PR #69, opened 2018-04-18
Throttle calls to onTransactionsChanged and onNewTransactions to max every 5 seconds

paullinator:
This prevents the GUI from getting hammered with updates due to initial login which then cause calls to getTransactions over and over which are right now expensive due to the need to decrypt data off disk.

Change unit tests to wait after the first update as onTransactionsChanged and onNewTransactions may not be called synchronously with the update but rather after a setTimeout launched in the future.

Add unit tests which make sure back to back update calls get batched into one callback.

### DIFF
--- a/src/modules/currency/wallet/currency-wallet-callbacks.js
+++ b/src/modules/currency/wallet/currency-wallet-callbacks.js
@@ -40,6 +40,64 @@ export function forEachListener (
   }
 }
 
+type ThrottleDetails = {
+  [walletId: string]: {
+    delayCallback: boolean,
+    lastCallbackTime: number,
+    txArray: Array<EdgeTransaction>
+  }
+}
+
+const throttleDetailsNewTx: ThrottleDetails = {}
+const throttleDetailsChangedTx: ThrottleDetails = {}
+
+let throttleRateLimitMs = 5000
+
+function throttledTxCallback (
+  throttleDetails: ThrottleDetails,
+  callback: Function,
+  walletId: string,
+  txArray: Array<EdgeTransaction>
+) {
+  // If this is a unit test, lower throttling to 250ms
+  if (txArray[0].txid.length < 3) {
+    throttleRateLimitMs = 250
+  }
+  if (!throttleDetails[walletId]) {
+    throttleDetails[walletId] = {
+      delayCallback: false,
+      lastCallbackTime: 0,
+      txArray: []
+    }
+  }
+  if (!throttleDetails[walletId].delayCallback) {
+    const now = Date.now()
+    if (
+      now - throttleDetails[walletId].lastCallbackTime >
+      throttleRateLimitMs
+    ) {
+      callback(walletId, txArray)
+      throttleDetails[walletId].txArray = []
+      throttleDetails[walletId].lastCallbackTime = Date.now()
+    } else {
+      console.log(
+        'throttledTxCallback setTimeout delay callback id:' + walletId
+      )
+      throttleDetails[walletId].delayCallback = true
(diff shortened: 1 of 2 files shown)


src/modules/currency/wallet/currency-wallet-callbacks.js
```diff
@@ -40,6 +40,64 @@ export function forEachListener (
...
+      throttleDetails[walletId].txArray = txArray
+      setTimeout(() => {
+        callback(walletId, throttleDetails[walletId].txArray)
+        throttleDetails[walletId].delayCallback = false
+        throttleDetails[walletId].txArray = []
+        throttleDetails[walletId].lastCallbackTime = Date.now()
+      }, throttleRateLimitMs)
+    }
+  } else {
+    Array.prototype.push.apply(throttleDetails[walletId].txArray, txArray)
```
swansontec: Better syntax is `throttleDetails[walletId].txArray.push(...txArray)` - it transpiles to exactly what you typed, but is a lot more understandable.

src/modules/currency/wallet/currency-wallet.test.js
```diff
@@ -106,20 +106,39 @@ describe('currency wallets', function () {
...
+            txState = [{ txid: 'f', nativeAmount: '200' }]
+            store.dispatch({ type: 'SET_TXS', payload: txState })
+            txState = [{ txid: 'g', nativeAmount: '200' }]
+            store.dispatch({ type: 'SET_TXS', payload: txState })
+            setTimeout(() => {
+              log.assert(['new e', 'new f', 'new g'])
+            }, 251)
+          }, 251)
+        }, 251)
+      }, 251)
```
swansontec: 251 seems really close to 250. Knowing how Travis / Jenkins are, this will probably fail randomly from time to time.

src/modules/currency/wallet/currency-wallet-callbacks.js
```diff
@@ -40,6 +40,64 @@ export function forEachListener (
...
+      now - throttleDetails[walletId].lastCallbackTime >
+      throttleRateLimitMs
+    ) {
+      callback(walletId, txArray)
+      throttleDetails[walletId].txArray = []
+      throttleDetails[walletId].lastCallbackTime = Date.now()
+    } else {
+      console.log(
+        'throttledTxCallback setTimeout delay callback id:' + walletId
+      )
```
swansontec: I would like to see `io.console.log` instead of `console.log` Since the core is intended to be used in other projects, we have to be more well-behaved than the GUI, which owns the world. I know the GUI just uses `console.log` everywhere, but the core is still 100% using the io object.

src/modules/currency/wallet/currency-wallet-callbacks.js
```diff
@@ -40,6 +40,64 @@ export function forEachListener (
...
+type ThrottleDetails = {
+  [walletId: string]: {
+    delayCallback: boolean,
+    lastCallbackTime: number,
+    txArray: Array<EdgeTransaction>
+  }
+}
+
+const throttleDetailsNewTx: ThrottleDetails = {}
+const throttleDetailsChangedTx: ThrottleDetails = {}
```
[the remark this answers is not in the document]
swansontec: Actually, the whole callback thing runs inside the currency engine pixie. Therefore, if you just put the variables inside the body of the `makeCurrencyWalletCallbacks`, they will stick around for the lifetime of the currency engine, and will be scoped to that particular wallet! So there is no need to make a table of objects per wallet.

swansontec:
I created a second pull request with a corrected version of the logic.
• • • • • • •
(Task) Nothing may be omitted; retype every record exactly.

(Response)
PR #69, opened 2018-04-18
Throttle calls to onTransactionsChanged and onNewTransactions to max every 5 seconds

paullinator:
This prevents the GUI from getting hammered with updates due to initial login which then cause calls to getTransactions over and over which are right now expensive due to the need to decrypt data off disk.

Change unit tests to wait after the first update as onTransactionsChanged and onNewTransactions may not be called synchronously with the update but rather after a setTimeout launched in the future.

Add unit tests which make sure back to back update calls get batched into one callback.

### DIFF
--- a/src/modules/currency/wallet/currency-wallet-callbacks.js
+++ b/src/modules/currency/wallet/currency-wallet-callbacks.js
@@ -40,6 +40,64 @@ export function forEachListener (
   }
 }
 
+type ThrottleDetails = {
+  [walletId: string]: {
+    delayCallback: boolean,
+    lastCallbackTime: number,
+    txArray: Array<EdgeTransaction>
+  }
+}
+
+const throttleDetailsNewTx: ThrottleDetails = {}
+const throttleDetailsChangedTx: ThrottleDetails = {}
+
+let throttleRateLimitMs = 5000
+
+function throttledTxCallback (
+  throttleDetails: ThrottleDetails,
+  callback: Function,
+  walletId: string,
+  txArray: Array<EdgeTransaction>
+) {
+  // If this is a unit test, lower throttling to 250ms
+  if (txArray[0].txid.length < 3) {
+    throttleRateLimitMs = 250
+  }
+  if (!throttleDetails[walletId]) {
+    throttleDetails[walletId] = {
+      delayCallback: false,
+      lastCallbackTime: 0,
+      txArray: []
+    }
+  }
+  if (!throttleDetails[walletId].delayCallback) {
+    const now = Date.now()
+    if (
+      now - throttleDetails[walletId].lastCallbackTime >
+      throttleRateLimitMs
+    ) {
+      callback(walletId, txArray)
+      throttleDetails[walletId].txArray = []
+      throttleDetails[walletId].lastCallbackTime = Date.now()
+    } else {
+      console.log(
+        'throttledTxCallback setTimeout delay callback id:' + walletId
+      )
+      throttleDetails[walletId].delayCallback = true
(diff shortened: 1 of 2 files shown)


src/modules/currency/wallet/currency-wallet-callbacks.js
```diff
@@ -40,6 +40,64 @@ export function forEachListener (
...
+      throttleDetails[walletId].txArray = txArray
+      setTimeout(() => {
+        callback(walletId, throttleDetails[walletId].txArray)
+        throttleDetails[walletId].delayCallback = false
+        throttleDetails[walletId].txArray = []
+        throttleDetails[walletId].lastCallbackTime = Date.now()
+      }, throttleRateLimitMs)
+    }
+  } else {
+    Array.prototype.push.apply(throttleDetails[walletId].txArray, txArray)
```
swansontec: Better syntax is `throttleDetails[walletId].txArray.push(...txArray)` - it transpiles to exactly what you typed, but is a lot more understandable.

src/modules/currency/wallet/currency-wallet.test.js
```diff
@@ -106,20 +106,39 @@ describe('currency wallets', function () {
...
+            txState = [{ txid: 'f', nativeAmount: '200' }]
+            store.dispatch({ type: 'SET_TXS', payload: txState })
+            txState = [{ txid: 'g', nativeAmount: '200' }]
+            store.dispatch({ type: 'SET_TXS', payload: txState })
+            setTimeout(() => {
+              log.assert(['new e', 'new f', 'new g'])
+            }, 251)
+          }, 251)
+        }, 251)
+      }, 251)
```
swansontec: 251 seems really close to 250. Knowing how Travis / Jenkins are, this will probably fail randomly from time to time.

src/modules/currency/wallet/currency-wallet-callbacks.js
```diff
@@ -40,6 +40,64 @@ export function forEachListener (
...
+      now - throttleDetails[walletId].lastCallbackTime >
+      throttleRateLimitMs
+    ) {
+      callback(walletId, txArray)
+      throttleDetails[walletId].txArray = []
+      throttleDetails[walletId].lastCallbackTime = Date.now()
+    } else {
+      console.log(
+        'throttledTxCallback setTimeout delay callback id:' + walletId
+      )
```
swansontec: I would like to see `io.console.log` instead of `console.log` Since the core is intended to be used in other projects, we have to be more well-behaved than the GUI, which owns the world. I know the GUI just uses `console.log` everywhere, but the core is still 100% using the io object.

src/modules/currency/wallet/currency-wallet-callbacks.js
```diff
@@ -40,6 +40,64 @@ export function forEachListener (
...
+type ThrottleDetails = {
+  [walletId: string]: {
+    delayCallback: boolean,
+    lastCallbackTime: number,
+    txArray: Array<EdgeTransaction>
+  }
+}
+
+const throttleDetailsNewTx: ThrottleDetails = {}
+const throttleDetailsChangedTx: ThrottleDetails = {}
```
[the remark this answers is not in the document]
swansontec: Actually, the whole callback thing runs inside the currency engine pixie. Therefore, if you just put the variables inside the body of the `makeCurrencyWalletCallbacks`, they will stick around for the lifetime of the currency engine, and will be scoped to that particular wallet! So there is no need to make a table of objects per wallet.

swansontec:
I created a second pull request with a corrected version of the logic.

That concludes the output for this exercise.